◆ Prompt ◆
Copy out each line below that has the word "side" in it.

◆ Extracted information ◆
--------------------------------
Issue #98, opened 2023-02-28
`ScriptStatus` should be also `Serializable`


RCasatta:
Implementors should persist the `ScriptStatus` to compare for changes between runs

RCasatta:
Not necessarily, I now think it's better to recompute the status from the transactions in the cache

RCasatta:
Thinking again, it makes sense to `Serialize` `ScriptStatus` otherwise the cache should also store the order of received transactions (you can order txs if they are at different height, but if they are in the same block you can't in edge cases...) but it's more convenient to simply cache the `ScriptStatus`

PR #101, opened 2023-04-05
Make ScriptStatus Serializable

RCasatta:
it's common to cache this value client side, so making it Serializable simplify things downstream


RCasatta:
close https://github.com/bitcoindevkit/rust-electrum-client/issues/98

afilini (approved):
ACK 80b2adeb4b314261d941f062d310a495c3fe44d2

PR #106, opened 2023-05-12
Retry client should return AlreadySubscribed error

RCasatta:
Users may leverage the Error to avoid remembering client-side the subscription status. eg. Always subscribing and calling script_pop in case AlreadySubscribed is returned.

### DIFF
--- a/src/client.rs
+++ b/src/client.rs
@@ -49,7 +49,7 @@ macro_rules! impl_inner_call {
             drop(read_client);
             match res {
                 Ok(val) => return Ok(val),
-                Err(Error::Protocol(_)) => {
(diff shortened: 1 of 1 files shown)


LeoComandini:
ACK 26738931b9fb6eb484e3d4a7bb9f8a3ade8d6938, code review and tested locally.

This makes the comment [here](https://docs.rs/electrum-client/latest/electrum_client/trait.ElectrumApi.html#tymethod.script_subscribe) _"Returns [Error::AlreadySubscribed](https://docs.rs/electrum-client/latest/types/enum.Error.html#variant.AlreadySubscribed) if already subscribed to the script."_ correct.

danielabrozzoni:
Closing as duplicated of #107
--------------------------------
◆ Answer to this problem ◆
it's common to cache this value client side, so making it Serializable simplify things downstream
Users may leverage the Error to avoid remembering client-side the subscription status. eg. Always subscribing and calling script_pop in case AlreadySubscribed is returned.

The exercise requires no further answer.